Now, one of the peculiar characteristics of the savage in his domestic
hours, is his wonderful patience of industry. An ancient Hawaiian
war-club or spear-paddle, in its full multiplicity and elaboration of
carving, is as great a trophy of human perseverance as a Latin lexicon.
For, with but a bit of broken sea-shell or a shark's tooth, that
miraculous intricacy of wooden net-work has been achieved; and it has
cost steady years of steady application.

As with the Hawaiian savage, so with the white sailor-savage. With the
same marvellous patience, and with the same single shark's tooth, of
his one poor jack-knife, he will carve you a bit of bone sculpture, not
quite as workmanlike, but as close packed in its maziness of design, as
the Greek savage, Achilles's shield; and full of barbaric spirit and
suggestiveness, as the prints of that fine old Dutch savage, Albert
Durer.

Wooden whales, or whales cut in profile out of the small dark slabs of
the noble South Sea war-wood, are frequently met with in the
forecastles of American whalers. Some of them are done with much
accuracy.

At some old gable-roofed country houses you will see brass whales hung
by the tail for knockers to the road-side door. When the porter is
sleepy, the anvil-headed whale would be best. But these knocking whales
are seldom remarkable as faithful essays. On the spires of some
old-fashioned churches you will see sheet-iron whales placed there for
weather-cocks; but they are so elevated, and besides that are to all
intents and purposes so labelled with "Hands off!" you cannot examine
them closely enough to decide upon their merit.

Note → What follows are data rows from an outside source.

PR #2728, opened 2022-09-02
fix(sdk-coin-eos): Fix precision for EOS:CHEX tokens

angshal:
Currently, when withdrawing CHEX tokens on EOS mainnet, the amount is shown with 4 decimals of precision on the FE.
However, the precision should be 8 decimals for CHEX specifically. This fix includes the modification of a decimalPlaces getter in eos. When the token is CHEX, this getter will retrieve the decimal place from statics.

Ticket: BG-47340

### DIFF
--- a/modules/sdk-coin-eos/src/eos.ts
+++ b/modules/sdk-coin-eos/src/eos.ts
@@ -226,6 +226,10 @@ export class Eos extends BaseCoin {
     return 1e4;
   }
 
+  get decimalPlaces() {
+    return 4;
+  }
+
   /**
    * Flag for sending value of 0
    * @returns {boolean} True if okay to send 0 value, false otherwise
@@ -364,7 +368,7 @@ export class Eos extends BaseCoin {
     const dividend = this.getBaseFactor();
     const bigNumber = new BigNumber(baseUnits).dividedBy(dividend);
     // set the format so commas aren't added to large coin amounts
-    return bigNumber.toFormat(4, null as any, { groupSeparator: '', decimalSeparator: '.' });
+    return bigNumber.toFormat(this.decimalPlaces, null as any, { groupSeparator: '', decimalSeparator: '.' });
   }
 
   /**
--- a/modules/bitgo/test/v2/unit/baseCoin.ts
+++ b/modules/bitgo/test/v2/unit/baseCoin.ts
@@ -18,9 +18,12 @@ describe('V2 Base Coin:', function () {
   let basecoinBtc;
   let basecoinXlm;
   let basecoinNear;
+  let basecoinEos;
+  let basecoinEosChex;
   let basecoinErc20TokenWithName;
   let basecoinErc20TokenWithContractHash;
   let baseCoinStellarToken;
+
 
   before(function () {
     bitgo = TestBitGo.decorate(BitGo, { env: 'test' });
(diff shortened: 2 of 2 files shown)


modules/sdk-coin-eos/src/eos.ts
```diff
@@ -360,11 +360,11 @@ export class Eos extends BaseCoin {
...
    * to big units (btc, eth, xrp, xlm)
    */
-  baseUnitsToBigUnits(baseUnits: string | number): string {
-    const dividend = this.getBaseFactor();
+  baseUnitsToBigUnits(baseUnits: string | number, chex?: boolean): string {
+    const dividend = chex ? 1e8 : this.getBaseFactor();
     const bigNumber = new BigNumber(baseUnits).dividedBy(dividend);
     // set the format so commas aren't added to large coin amounts
-    return bigNumber.toFormat(4, null as any, { groupSeparator: '', decimalSeparator: '.' });
+    return bigNumber.toFormat(chex ? 8 : 4, null as any, { groupSeparator: '', decimalSeparator: '.' });
```
joey-bai, line 367: we should only need to change the hard coded `4` to `this.decimalPlaces`.

we define decimal places in statics: https://github.com/BitGo/BitGoJS/blob/master/modules/statics/src/coins.ts#L1750-L1757

modules/sdk-coin-eos/src/eos.ts
```diff
@@ -360,11 +360,11 @@ export class Eos extends BaseCoin {
    * Convert a currency amount represented in base units (satoshi, wei, atoms, drops, stroops)
    * to big units (btc, eth, xrp, xlm)
    */
-  baseUnitsToBigUnits(baseUnits: string | number): string {
-    const dividend = this.getBaseFactor();
+  baseUnitsToBigUnits(baseUnits: string | number, chex?: boolean): string {
+    const dividend = chex ? 1e8 : this.getBaseFactor();
```
joey-bai, line 364: `this.getBaseFactor()` should be left as is. we have an `EosToken` subclass that will populate this with the correct value.

modules/sdk-core/src/bitgo/baseCoin/iBaseCoin.ts
```diff
@@ -347,7 +347,7 @@ export interface IBaseCoin {
   supportsStaking(): boolean;
   supportsBlsDkg(): boolean;
   getBaseFactor(): number | string;
-  baseUnitsToBigUnits(baseUnits: string | number): string;
+  baseUnitsToBigUnits(baseUnits: string | number, chex?: boolean): string;
```
joey-bai, line 350: please revert, we should not be adding something coin specific. there are other ways to determine the asset if it comes down to it (like checking `this.name` in the coin class)

byhow:
What resolves us to this implementation? The reason I am asking is that I had the same implementation a couple of months ago but it wasn't recommended. see: https://github.com/BitGo/BitGoJS/pull/2290

mmcshinsky-bitgo (approved):

mmcshinsky-bitgo:
> What resolves us to this implementation? The reason I am asking is that I had the same implementation a couple of months ago but it wasn't recommended. see: #2290

It looks like EosToken is overriding everything properly so we should be good to go.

In bony, ribby regions of the earth, where at the base of high broken
cliffs masses of rock lie strewn in fantastic groupings upon the plain,
you will often discover images as of the petrified forms of the
Leviathan partly merged in grass, which of a windy day breaks against
them in a surf of green surges.

Then, again, in mountainous countries where the traveller is
continually girdled by amphitheatrical heights; here and there from
some lucky point of view you will catch passing glimpses of the
profiles of whales defined along the undulating ridges. But you must be
a thorough whaleman, to see these sights; and not only that, but if you
wish to return to such a sight again, you must be sure and take the
exact intersecting latitude and longitude of your first stand-point,
else so chance-like are such observations of the hills, that your
precise, previous stand-point would require a laborious re-discovery;
like the Solomon islands, which still remain incognita, though once
high-ruffed Mendanna trod them and old Figuera chronicled them.

Nor when expandingly lifted by your subject, can you fail to trace out
great whales in the starry heavens, and boats in pursuit of them; as
when long filled with thoughts of war the Eastern nations saw armies
locked in battle among the clouds. Thus at the North have I chased
Leviathan round and round the Pole with the revolutions of the bright
points that first defined him to me. And beneath the effulgent
Antarctic skies I have boarded the Argo-Navis, and joined the chase
against the starry Cetus far beyond the utmost stretch of Hydrus and
the Flying Fish.

With a frigate's anchors for my bridle-bitts and fasces of harpoons for
spurs, would I could mount that whale and leap the topmost skies, to
see whether the fabled heavens with all their countless tents really
lie encamped beyond my mortal sight!